**EXERCISE DETAILS**
Where does the string "tiny" occur in the records? Copy each line that holds it.
··· GIVEN DATA ···
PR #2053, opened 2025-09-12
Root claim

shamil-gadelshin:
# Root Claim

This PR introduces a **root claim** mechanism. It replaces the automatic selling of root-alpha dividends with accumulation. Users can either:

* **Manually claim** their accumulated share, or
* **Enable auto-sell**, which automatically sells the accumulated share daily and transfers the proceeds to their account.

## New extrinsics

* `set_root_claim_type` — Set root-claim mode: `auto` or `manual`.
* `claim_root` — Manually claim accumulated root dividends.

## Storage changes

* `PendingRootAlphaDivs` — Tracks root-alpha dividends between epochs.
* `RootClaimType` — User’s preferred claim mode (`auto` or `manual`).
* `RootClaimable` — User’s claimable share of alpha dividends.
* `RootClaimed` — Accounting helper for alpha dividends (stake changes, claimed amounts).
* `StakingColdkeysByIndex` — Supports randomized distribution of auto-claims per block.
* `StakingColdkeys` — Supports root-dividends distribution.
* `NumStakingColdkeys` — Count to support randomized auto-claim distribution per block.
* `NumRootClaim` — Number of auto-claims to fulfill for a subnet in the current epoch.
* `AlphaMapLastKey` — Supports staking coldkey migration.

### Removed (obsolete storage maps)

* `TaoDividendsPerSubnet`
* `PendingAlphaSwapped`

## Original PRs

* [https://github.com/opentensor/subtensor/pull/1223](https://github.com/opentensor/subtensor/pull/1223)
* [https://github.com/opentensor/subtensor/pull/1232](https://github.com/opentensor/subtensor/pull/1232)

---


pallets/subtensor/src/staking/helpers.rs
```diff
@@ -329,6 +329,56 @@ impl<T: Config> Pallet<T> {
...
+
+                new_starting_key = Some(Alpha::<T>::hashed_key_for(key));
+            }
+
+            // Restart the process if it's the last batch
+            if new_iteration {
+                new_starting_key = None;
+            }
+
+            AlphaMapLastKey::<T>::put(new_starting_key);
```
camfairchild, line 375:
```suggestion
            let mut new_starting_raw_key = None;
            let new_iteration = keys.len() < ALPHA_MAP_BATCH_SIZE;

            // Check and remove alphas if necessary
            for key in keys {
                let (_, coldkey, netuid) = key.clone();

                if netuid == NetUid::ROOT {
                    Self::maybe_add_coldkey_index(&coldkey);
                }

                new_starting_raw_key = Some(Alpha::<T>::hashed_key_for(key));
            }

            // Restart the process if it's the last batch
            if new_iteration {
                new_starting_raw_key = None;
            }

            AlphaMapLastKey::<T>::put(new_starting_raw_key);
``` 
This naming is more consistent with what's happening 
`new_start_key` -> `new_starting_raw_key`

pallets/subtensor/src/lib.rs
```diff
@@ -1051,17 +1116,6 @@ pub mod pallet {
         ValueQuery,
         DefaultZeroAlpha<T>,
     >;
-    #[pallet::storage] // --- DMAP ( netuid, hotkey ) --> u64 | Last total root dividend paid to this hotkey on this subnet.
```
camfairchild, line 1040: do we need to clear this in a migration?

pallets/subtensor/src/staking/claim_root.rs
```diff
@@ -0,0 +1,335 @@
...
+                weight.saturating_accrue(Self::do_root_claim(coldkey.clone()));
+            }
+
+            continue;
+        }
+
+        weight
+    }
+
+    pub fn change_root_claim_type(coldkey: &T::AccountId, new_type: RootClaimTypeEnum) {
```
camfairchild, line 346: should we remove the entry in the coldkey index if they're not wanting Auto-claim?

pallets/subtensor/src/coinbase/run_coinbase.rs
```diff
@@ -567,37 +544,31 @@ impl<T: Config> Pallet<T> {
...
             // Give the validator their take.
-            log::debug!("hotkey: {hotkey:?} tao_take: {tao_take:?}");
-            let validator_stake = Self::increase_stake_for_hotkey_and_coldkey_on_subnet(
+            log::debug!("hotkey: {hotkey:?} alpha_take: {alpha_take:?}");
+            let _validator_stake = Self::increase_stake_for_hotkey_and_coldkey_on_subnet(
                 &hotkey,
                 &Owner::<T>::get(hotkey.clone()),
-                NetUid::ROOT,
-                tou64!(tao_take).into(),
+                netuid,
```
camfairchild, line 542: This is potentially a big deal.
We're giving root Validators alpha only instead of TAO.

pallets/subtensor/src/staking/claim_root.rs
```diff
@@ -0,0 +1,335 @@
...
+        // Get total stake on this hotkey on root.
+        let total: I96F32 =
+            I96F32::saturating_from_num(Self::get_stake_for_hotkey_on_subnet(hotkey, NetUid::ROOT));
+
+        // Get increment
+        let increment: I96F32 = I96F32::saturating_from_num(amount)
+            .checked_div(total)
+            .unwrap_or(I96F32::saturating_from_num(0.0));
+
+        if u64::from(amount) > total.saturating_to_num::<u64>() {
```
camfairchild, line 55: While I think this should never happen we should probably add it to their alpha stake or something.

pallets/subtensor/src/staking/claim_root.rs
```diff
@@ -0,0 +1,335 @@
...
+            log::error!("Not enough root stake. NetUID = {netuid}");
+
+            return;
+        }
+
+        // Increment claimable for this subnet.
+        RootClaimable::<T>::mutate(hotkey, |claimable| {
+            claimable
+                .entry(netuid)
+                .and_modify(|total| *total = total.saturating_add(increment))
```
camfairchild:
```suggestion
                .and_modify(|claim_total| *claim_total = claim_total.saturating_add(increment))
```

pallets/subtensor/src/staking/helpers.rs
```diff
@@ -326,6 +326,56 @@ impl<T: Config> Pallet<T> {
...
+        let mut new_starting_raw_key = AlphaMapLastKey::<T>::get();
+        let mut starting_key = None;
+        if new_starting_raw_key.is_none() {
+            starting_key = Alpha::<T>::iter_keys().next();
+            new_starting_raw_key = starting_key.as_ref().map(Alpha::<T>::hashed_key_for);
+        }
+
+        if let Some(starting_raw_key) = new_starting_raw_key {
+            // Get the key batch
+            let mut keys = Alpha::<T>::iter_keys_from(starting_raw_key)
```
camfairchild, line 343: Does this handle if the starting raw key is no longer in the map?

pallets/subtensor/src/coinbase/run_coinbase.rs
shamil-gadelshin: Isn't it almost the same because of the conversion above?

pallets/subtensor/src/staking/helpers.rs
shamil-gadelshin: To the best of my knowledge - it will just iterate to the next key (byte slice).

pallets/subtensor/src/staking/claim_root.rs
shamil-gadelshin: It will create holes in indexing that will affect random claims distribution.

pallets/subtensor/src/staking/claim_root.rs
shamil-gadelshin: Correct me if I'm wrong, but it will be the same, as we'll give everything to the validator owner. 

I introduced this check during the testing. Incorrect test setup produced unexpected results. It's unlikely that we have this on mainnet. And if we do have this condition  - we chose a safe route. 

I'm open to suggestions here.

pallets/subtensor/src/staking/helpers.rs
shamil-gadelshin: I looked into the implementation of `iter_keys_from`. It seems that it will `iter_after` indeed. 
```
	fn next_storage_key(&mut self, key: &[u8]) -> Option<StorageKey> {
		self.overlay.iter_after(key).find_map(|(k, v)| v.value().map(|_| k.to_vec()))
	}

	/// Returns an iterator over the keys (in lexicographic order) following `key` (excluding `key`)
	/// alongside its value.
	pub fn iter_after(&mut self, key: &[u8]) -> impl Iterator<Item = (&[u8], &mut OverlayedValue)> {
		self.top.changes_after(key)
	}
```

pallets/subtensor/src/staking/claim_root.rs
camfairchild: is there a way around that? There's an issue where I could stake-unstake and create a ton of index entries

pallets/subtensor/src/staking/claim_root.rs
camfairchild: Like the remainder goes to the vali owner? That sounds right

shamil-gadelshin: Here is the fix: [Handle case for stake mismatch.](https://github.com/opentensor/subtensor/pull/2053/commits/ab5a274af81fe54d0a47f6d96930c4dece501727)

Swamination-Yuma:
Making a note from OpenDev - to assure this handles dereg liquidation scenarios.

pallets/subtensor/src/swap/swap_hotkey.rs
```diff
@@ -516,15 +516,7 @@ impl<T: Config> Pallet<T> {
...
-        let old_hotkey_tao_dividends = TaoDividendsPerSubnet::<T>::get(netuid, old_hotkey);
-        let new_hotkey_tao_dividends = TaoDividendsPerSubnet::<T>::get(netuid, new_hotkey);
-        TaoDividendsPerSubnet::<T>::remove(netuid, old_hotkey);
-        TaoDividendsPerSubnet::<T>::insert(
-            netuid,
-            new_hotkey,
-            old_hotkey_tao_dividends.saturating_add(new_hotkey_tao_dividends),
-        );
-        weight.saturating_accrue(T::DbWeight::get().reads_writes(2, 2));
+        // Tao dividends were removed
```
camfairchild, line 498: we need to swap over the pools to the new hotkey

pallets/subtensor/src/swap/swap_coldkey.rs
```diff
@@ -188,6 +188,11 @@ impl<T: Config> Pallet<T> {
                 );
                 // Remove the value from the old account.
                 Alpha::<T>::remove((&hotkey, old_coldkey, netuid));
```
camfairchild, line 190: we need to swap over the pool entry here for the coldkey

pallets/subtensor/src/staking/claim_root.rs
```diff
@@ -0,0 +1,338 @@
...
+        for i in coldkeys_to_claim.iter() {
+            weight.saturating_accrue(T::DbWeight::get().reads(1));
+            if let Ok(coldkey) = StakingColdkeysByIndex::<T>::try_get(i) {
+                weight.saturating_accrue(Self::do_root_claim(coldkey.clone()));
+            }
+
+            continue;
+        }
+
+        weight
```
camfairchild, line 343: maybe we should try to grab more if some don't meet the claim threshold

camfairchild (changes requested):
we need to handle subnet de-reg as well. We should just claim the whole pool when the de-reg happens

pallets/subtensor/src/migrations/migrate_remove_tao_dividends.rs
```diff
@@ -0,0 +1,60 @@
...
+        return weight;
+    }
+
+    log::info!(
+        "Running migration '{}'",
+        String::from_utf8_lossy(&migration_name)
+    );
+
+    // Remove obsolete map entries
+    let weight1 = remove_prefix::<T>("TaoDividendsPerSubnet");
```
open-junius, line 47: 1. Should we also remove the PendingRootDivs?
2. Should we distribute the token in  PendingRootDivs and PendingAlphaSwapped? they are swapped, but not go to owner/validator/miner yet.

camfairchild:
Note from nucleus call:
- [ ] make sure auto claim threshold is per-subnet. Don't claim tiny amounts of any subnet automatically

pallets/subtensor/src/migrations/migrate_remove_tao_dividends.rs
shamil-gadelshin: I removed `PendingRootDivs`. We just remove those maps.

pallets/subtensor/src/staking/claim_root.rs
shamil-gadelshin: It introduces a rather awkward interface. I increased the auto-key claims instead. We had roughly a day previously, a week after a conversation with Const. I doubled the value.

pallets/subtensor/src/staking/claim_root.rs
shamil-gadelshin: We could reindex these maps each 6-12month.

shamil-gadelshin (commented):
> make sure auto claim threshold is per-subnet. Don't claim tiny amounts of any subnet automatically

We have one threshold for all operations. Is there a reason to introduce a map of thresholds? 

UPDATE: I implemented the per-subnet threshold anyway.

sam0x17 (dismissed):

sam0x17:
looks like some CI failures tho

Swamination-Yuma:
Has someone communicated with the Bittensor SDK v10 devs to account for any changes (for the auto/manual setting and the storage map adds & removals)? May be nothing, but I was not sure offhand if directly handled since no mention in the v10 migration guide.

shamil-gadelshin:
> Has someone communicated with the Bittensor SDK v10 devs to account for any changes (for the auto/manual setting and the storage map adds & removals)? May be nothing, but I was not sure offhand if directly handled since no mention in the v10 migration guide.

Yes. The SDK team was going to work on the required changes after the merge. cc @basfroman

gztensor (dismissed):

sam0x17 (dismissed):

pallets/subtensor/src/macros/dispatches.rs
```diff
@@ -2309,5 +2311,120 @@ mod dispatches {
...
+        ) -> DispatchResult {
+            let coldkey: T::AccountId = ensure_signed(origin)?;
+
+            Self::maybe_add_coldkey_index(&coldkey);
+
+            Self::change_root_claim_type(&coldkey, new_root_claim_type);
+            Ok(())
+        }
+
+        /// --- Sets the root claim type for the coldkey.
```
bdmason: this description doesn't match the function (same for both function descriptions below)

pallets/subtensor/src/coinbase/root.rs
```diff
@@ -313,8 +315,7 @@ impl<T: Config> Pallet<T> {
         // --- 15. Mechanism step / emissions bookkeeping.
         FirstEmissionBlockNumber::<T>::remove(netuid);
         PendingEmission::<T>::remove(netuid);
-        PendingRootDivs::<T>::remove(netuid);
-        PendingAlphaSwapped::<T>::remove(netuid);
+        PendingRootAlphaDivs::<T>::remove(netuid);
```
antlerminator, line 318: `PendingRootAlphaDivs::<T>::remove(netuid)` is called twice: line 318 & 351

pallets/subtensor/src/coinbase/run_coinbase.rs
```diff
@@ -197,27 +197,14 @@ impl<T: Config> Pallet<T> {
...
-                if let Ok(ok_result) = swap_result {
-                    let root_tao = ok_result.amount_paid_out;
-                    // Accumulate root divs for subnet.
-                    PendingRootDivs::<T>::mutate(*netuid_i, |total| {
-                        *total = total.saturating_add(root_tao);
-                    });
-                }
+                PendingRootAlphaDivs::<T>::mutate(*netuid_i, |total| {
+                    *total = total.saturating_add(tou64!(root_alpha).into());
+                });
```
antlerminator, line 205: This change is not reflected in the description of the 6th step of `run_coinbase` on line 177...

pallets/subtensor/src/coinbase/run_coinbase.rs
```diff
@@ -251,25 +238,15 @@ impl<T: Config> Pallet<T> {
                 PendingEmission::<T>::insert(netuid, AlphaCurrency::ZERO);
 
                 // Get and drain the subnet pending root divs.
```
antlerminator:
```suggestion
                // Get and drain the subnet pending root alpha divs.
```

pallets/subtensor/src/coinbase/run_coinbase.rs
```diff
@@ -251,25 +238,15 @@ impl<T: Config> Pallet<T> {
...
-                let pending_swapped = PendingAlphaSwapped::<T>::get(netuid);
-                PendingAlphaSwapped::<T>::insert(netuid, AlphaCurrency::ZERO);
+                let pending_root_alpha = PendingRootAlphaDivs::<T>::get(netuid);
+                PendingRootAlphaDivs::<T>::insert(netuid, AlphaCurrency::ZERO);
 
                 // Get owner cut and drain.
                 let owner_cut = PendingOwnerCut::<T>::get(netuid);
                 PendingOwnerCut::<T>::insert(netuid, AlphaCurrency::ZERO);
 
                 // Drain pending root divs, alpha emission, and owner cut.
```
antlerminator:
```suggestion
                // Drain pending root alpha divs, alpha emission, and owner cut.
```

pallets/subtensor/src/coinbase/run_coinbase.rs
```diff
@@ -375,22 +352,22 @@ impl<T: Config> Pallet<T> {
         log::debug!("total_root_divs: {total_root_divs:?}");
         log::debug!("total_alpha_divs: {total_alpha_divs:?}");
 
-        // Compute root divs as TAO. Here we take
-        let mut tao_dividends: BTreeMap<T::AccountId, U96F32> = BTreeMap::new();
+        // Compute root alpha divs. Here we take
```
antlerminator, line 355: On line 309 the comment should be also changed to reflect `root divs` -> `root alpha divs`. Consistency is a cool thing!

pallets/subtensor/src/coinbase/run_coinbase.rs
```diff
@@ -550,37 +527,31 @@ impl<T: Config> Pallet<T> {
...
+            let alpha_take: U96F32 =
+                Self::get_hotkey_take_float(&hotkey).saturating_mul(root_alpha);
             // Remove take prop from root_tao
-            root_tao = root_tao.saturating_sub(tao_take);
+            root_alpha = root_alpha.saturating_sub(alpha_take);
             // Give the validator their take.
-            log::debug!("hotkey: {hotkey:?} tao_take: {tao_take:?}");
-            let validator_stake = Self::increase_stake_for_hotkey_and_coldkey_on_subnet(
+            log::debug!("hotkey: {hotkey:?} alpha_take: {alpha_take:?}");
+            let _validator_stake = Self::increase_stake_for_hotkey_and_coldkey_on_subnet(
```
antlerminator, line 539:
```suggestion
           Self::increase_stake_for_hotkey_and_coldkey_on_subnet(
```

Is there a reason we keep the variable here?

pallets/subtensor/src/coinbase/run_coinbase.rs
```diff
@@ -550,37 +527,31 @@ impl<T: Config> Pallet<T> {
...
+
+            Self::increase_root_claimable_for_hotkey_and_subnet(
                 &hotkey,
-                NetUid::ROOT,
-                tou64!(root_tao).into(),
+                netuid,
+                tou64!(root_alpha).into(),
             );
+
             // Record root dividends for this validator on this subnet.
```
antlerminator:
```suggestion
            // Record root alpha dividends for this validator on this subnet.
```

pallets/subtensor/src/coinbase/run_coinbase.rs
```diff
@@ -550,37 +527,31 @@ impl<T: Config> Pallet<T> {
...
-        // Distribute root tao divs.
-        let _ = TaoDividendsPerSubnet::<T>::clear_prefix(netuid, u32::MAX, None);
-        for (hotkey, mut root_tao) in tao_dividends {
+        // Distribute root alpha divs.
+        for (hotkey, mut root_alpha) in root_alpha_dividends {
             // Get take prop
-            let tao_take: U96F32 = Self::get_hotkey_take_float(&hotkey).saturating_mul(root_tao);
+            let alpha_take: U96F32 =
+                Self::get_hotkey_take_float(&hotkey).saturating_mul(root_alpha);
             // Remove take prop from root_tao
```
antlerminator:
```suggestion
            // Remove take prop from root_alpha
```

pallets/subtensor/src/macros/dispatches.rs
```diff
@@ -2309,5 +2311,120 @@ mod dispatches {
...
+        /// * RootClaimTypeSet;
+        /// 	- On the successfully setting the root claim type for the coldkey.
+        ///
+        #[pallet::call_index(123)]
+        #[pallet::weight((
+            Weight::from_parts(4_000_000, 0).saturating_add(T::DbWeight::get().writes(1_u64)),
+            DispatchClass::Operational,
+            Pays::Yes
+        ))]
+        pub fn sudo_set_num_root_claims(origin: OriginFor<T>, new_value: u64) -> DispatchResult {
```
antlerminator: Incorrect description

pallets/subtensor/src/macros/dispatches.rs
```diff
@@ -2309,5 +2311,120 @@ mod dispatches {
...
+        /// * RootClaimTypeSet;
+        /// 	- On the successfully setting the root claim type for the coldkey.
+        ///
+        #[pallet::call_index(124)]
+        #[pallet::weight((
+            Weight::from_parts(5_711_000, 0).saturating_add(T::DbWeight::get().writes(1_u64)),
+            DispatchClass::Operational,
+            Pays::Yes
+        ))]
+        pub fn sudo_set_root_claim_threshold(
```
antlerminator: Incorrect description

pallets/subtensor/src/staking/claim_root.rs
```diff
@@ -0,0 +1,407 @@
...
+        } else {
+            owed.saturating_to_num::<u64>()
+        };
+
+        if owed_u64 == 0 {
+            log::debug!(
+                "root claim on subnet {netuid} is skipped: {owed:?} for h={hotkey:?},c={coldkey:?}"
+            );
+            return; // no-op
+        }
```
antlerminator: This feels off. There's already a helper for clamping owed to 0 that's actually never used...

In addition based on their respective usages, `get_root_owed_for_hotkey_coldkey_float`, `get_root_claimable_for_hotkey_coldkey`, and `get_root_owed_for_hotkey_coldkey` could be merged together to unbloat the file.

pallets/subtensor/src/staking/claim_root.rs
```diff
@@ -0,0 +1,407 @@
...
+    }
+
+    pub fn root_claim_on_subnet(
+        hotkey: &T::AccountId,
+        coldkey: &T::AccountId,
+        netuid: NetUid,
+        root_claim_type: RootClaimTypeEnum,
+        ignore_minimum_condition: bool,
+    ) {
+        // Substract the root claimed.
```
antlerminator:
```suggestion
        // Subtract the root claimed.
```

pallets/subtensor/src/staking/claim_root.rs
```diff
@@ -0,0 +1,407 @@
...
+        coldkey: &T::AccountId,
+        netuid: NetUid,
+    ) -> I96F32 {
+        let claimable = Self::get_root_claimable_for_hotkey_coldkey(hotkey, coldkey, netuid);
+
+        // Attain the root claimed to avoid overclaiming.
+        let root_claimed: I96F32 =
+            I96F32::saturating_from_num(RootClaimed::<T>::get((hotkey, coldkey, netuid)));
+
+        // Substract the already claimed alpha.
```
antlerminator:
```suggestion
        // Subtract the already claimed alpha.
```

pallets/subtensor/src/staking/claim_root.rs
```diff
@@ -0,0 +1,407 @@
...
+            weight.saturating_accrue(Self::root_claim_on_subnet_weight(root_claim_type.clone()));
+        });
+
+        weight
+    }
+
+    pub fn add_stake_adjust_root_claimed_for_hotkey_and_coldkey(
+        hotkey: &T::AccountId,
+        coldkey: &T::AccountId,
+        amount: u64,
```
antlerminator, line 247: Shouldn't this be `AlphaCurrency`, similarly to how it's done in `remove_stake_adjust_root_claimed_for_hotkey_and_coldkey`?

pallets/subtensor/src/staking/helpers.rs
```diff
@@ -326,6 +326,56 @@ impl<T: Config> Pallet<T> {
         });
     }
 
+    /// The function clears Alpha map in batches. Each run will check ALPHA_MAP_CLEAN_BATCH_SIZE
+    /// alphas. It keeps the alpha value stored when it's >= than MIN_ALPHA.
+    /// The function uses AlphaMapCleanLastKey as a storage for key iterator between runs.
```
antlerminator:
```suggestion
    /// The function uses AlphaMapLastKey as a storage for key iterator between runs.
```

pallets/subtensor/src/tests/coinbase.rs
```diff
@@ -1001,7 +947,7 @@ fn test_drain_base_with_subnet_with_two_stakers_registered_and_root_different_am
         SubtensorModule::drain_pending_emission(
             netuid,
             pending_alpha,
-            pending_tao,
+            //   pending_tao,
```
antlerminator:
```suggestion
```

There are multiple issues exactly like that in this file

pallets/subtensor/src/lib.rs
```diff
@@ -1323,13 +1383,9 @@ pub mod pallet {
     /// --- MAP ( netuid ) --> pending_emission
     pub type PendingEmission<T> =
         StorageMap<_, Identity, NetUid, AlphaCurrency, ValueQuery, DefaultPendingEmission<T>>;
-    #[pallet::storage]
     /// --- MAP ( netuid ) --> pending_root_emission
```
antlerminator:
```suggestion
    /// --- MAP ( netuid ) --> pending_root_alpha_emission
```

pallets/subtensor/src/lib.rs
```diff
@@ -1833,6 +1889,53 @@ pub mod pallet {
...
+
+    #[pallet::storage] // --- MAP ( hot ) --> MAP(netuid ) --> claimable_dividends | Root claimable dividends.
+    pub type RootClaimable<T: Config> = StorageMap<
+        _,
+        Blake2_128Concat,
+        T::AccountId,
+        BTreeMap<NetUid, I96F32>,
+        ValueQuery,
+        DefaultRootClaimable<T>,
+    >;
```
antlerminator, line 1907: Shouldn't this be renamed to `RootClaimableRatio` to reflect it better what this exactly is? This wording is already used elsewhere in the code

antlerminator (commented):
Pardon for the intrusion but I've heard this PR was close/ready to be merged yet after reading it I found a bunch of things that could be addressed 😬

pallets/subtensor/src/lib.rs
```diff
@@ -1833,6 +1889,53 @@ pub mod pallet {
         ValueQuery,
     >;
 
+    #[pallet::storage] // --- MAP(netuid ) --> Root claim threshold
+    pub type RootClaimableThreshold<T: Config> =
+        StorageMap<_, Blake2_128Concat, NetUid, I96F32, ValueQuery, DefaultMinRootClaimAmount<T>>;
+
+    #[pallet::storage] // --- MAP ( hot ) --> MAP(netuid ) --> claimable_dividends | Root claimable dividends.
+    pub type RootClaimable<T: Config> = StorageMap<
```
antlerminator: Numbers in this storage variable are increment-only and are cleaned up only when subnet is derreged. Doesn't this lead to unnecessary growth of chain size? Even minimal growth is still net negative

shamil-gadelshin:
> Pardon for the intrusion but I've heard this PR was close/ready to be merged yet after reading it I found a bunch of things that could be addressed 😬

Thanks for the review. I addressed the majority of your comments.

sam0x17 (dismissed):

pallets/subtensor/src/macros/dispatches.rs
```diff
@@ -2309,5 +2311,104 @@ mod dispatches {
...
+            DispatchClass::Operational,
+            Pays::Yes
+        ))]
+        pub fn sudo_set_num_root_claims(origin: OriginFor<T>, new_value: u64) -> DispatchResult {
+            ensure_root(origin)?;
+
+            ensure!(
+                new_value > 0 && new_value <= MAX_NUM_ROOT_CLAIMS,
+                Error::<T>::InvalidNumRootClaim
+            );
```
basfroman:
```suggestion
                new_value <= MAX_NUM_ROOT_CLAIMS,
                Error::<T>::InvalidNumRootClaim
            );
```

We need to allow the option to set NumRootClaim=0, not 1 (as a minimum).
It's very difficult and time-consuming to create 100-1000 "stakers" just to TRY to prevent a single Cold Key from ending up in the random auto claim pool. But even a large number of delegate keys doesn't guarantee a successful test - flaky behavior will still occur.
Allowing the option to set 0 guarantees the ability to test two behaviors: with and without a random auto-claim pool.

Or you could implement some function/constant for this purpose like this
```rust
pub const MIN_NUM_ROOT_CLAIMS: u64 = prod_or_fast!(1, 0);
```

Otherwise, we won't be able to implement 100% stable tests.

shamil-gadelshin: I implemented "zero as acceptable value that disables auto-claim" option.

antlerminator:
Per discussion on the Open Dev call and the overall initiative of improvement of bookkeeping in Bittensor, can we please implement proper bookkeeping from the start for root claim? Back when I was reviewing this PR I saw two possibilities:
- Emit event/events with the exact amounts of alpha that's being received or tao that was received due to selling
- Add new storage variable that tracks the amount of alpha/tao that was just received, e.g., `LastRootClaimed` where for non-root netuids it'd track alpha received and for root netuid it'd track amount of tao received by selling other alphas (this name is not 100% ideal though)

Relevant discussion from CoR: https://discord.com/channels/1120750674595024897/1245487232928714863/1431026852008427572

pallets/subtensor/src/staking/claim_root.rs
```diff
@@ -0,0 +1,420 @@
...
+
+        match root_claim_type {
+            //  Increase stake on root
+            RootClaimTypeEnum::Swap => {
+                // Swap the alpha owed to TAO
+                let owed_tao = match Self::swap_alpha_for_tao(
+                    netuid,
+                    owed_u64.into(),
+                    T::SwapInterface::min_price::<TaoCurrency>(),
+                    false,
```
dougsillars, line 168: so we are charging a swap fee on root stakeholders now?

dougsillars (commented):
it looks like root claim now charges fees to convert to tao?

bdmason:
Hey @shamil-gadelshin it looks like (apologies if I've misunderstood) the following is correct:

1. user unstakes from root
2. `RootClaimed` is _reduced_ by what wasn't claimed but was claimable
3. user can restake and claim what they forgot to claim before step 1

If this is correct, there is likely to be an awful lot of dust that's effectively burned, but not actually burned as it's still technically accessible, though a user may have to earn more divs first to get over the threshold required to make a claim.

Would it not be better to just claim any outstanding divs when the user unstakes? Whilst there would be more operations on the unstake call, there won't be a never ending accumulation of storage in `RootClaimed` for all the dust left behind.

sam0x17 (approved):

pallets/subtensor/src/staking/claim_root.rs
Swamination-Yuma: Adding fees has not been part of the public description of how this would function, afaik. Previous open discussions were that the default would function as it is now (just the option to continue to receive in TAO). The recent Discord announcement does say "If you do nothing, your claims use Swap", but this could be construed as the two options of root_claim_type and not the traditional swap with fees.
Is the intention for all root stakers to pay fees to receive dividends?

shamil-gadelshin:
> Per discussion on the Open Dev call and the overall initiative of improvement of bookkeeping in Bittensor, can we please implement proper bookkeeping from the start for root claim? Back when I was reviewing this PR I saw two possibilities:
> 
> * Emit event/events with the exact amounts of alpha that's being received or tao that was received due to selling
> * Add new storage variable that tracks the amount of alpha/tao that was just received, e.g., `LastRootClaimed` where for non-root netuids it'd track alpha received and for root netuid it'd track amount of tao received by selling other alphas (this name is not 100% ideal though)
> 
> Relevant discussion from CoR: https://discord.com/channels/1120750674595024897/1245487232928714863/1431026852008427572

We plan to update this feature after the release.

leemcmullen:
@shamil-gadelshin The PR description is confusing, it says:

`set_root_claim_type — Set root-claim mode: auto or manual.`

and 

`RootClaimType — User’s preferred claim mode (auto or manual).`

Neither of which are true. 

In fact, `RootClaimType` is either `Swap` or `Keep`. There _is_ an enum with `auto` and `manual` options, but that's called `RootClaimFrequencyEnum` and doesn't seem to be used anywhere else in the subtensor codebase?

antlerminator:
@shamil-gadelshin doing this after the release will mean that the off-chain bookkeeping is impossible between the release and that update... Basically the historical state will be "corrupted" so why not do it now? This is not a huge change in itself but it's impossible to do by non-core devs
···
**SOLUTION FOR THIS TASK**
- [ ] make sure auto claim threshold is per-subnet. Don't claim tiny amounts of any subnet automatically
> make sure auto claim threshold is per-subnet. Don't claim tiny amounts of any subnet automatically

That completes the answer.